> _WHAT YOU SHOULD DO_: Are you able to retype all the records below exactly?

> _GIVEN DATA_:
PR #77, opened 2023-12-12
Docs: Update boilerplate in README, add a11y GitHub workflow

akcano:


docs/README.rst
```diff
@@ -1,30 +1,31 @@
...
-**Workshop is a tool that automates intricate prerequisite setup
-for your projects**.
-
-**Define your dev environment in straightforward YAML**.
-The tool consumes the definition to create a contained workshop,
-installs the dependencies it lists as a number of SDKs,
-and attaches their life cycle hooks for run-time control.
-IDEs such as Visual Studio Code or JupyterLab
-can discover workshops and use them in their operation,
+**Workshop is a tool that fractions development environment prerequisites
```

> _RESPONSE BOX_:
PR #77, opened 2023-12-12
Docs: Update boilerplate in README, add a11y GitHub workflow

akcano:


docs/README.rst
```diff
@@ -1,30 +1,31 @@
...
-**Workshop is a tool that automates intricate prerequisite setup
-for your projects**.
-
-**Define your dev environment in straightforward YAML**.
-The tool consumes the definition to create a contained workshop,
-installs the dependencies it lists as a number of SDKs,
-and attaches their life cycle hooks for run-time control.
-IDEs such as Visual Studio Code or JupyterLab
-can discover workshops and use them in their operation,
+**Workshop is a tool that fractions development environment prerequisites
```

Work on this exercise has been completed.